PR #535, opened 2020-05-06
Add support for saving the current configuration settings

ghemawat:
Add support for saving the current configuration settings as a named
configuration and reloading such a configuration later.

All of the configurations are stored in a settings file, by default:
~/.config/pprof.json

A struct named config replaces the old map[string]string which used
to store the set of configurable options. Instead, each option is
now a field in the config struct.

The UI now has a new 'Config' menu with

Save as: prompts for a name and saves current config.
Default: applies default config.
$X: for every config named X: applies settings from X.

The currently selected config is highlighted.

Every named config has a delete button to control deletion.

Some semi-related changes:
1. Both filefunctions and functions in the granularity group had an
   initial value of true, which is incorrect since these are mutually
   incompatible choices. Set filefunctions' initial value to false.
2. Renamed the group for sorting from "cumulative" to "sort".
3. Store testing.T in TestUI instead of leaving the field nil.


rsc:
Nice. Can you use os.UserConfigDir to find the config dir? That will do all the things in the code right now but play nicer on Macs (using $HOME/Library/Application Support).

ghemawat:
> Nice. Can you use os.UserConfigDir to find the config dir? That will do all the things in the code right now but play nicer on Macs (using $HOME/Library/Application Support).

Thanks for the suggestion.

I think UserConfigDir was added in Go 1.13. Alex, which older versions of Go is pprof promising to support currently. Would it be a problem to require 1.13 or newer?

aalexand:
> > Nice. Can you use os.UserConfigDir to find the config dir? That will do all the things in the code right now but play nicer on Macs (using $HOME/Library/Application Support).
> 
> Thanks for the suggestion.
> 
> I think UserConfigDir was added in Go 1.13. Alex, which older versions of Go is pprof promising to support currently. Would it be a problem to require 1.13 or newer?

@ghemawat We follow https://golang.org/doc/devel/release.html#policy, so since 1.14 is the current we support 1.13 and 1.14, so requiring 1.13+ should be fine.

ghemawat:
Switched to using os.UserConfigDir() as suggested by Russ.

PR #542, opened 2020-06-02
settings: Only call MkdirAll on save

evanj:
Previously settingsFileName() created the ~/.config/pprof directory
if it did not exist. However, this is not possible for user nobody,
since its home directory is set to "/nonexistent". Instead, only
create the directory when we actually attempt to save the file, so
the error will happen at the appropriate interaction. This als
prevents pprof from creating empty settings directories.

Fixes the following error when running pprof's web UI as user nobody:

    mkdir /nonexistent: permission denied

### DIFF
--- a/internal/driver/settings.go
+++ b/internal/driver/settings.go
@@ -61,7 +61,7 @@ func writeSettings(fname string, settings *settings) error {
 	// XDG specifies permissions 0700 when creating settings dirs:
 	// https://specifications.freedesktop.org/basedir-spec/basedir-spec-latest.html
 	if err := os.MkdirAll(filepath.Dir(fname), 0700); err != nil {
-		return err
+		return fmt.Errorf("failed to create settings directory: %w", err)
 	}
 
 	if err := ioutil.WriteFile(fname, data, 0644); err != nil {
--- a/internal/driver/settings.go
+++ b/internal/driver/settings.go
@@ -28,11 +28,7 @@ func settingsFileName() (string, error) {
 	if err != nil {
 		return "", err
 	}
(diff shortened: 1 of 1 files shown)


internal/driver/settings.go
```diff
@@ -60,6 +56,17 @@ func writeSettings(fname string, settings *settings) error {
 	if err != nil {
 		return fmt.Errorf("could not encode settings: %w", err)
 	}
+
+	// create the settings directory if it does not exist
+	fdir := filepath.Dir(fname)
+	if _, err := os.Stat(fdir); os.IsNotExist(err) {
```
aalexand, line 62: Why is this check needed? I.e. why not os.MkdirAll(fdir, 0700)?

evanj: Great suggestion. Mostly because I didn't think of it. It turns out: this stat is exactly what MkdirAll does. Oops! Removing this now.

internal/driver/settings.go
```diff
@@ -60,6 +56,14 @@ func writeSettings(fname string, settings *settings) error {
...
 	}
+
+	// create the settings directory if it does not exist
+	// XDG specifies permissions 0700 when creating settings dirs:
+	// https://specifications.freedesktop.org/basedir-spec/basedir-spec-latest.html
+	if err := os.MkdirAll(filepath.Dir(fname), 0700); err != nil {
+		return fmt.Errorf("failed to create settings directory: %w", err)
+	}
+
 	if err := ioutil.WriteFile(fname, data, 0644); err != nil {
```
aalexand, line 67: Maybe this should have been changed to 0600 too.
⁂
• _WHAT THE EXERCISE ASKS_: Nothing in the entries should be left out; please reproduce them all exactly.

• _THE ANSWER_:
PR #535, opened 2020-05-06
Add support for saving the current configuration settings

ghemawat:
Add support for saving the current configuration settings as a named
configuration and reloading such a configuration later.

All of the configurations are stored in a settings file, by default:
~/.config/pprof.json

A struct named config replaces the old map[string]string which used
to store the set of configurable options. Instead, each option is
now a field in the config struct.

The UI now has a new 'Config' menu with

Save as: prompts for a name and saves current config.
Default: applies default config.
$X: for every config named X: applies settings from X.

The currently selected config is highlighted.

Every named config has a delete button to control deletion.

Some semi-related changes:
1. Both filefunctions and functions in the granularity group had an
   initial value of true, which is incorrect since these are mutually
   incompatible choices. Set filefunctions' initial value to false.
2. Renamed the group for sorting from "cumulative" to "sort".
3. Store testing.T in TestUI instead of leaving the field nil.


rsc:
Nice. Can you use os.UserConfigDir to find the config dir? That will do all the things in the code right now but play nicer on Macs (using $HOME/Library/Application Support).

ghemawat:
> Nice. Can you use os.UserConfigDir to find the config dir? That will do all the things in the code right now but play nicer on Macs (using $HOME/Library/Application Support).

Thanks for the suggestion.

I think UserConfigDir was added in Go 1.13. Alex, which older versions of Go is pprof promising to support currently. Would it be a problem to require 1.13 or newer?

aalexand:
> > Nice. Can you use os.UserConfigDir to find the config dir? That will do all the things in the code right now but play nicer on Macs (using $HOME/Library/Application Support).
> 
> Thanks for the suggestion.
> 
> I think UserConfigDir was added in Go 1.13. Alex, which older versions of Go is pprof promising to support currently. Would it be a problem to require 1.13 or newer?

@ghemawat We follow https://golang.org/doc/devel/release.html#policy, so since 1.14 is the current we support 1.13 and 1.14, so requiring 1.13+ should be fine.

ghemawat:
Switched to using os.UserConfigDir() as suggested by Russ.

PR #542, opened 2020-06-02
settings: Only call MkdirAll on save

evanj:
Previously settingsFileName() created the ~/.config/pprof directory
if it did not exist. However, this is not possible for user nobody,
since its home directory is set to "/nonexistent". Instead, only
create the directory when we actually attempt to save the file, so
the error will happen at the appropriate interaction. This als
prevents pprof from creating empty settings directories.

Fixes the following error when running pprof's web UI as user nobody:

    mkdir /nonexistent: permission denied

### DIFF
--- a/internal/driver/settings.go
+++ b/internal/driver/settings.go
@@ -61,7 +61,7 @@ func writeSettings(fname string, settings *settings) error {
 	// XDG specifies permissions 0700 when creating settings dirs:
 	// https://specifications.freedesktop.org/basedir-spec/basedir-spec-latest.html
 	if err := os.MkdirAll(filepath.Dir(fname), 0700); err != nil {
-		return err
+		return fmt.Errorf("failed to create settings directory: %w", err)
 	}
 
 	if err := ioutil.WriteFile(fname, data, 0644); err != nil {
--- a/internal/driver/settings.go
+++ b/internal/driver/settings.go
@@ -28,11 +28,7 @@ func settingsFileName() (string, error) {
 	if err != nil {
 		return "", err
 	}
(diff shortened: 1 of 1 files shown)


internal/driver/settings.go
```diff
@@ -60,6 +56,17 @@ func writeSettings(fname string, settings *settings) error {
 	if err != nil {
 		return fmt.Errorf("could not encode settings: %w", err)
 	}
+
+	// create the settings directory if it does not exist
+	fdir := filepath.Dir(fname)
+	if _, err := os.Stat(fdir); os.IsNotExist(err) {
```
aalexand, line 62: Why is this check needed? I.e. why not os.MkdirAll(fdir, 0700)?

evanj: Great suggestion. Mostly because I didn't think of it. It turns out: this stat is exactly what MkdirAll does. Oops! Removing this now.

internal/driver/settings.go
```diff
@@ -60,6 +56,14 @@ func writeSettings(fname string, settings *settings) error {
...
 	}
+
+	// create the settings directory if it does not exist
+	// XDG specifies permissions 0700 when creating settings dirs:
+	// https://specifications.freedesktop.org/basedir-spec/basedir-spec-latest.html
+	if err := os.MkdirAll(filepath.Dir(fname), 0700); err != nil {
+		return fmt.Errorf("failed to create settings directory: %w", err)
+	}
+
 	if err := ioutil.WriteFile(fname, data, 0644); err != nil {
```
aalexand, line 67: Maybe this should have been changed to 0600 too.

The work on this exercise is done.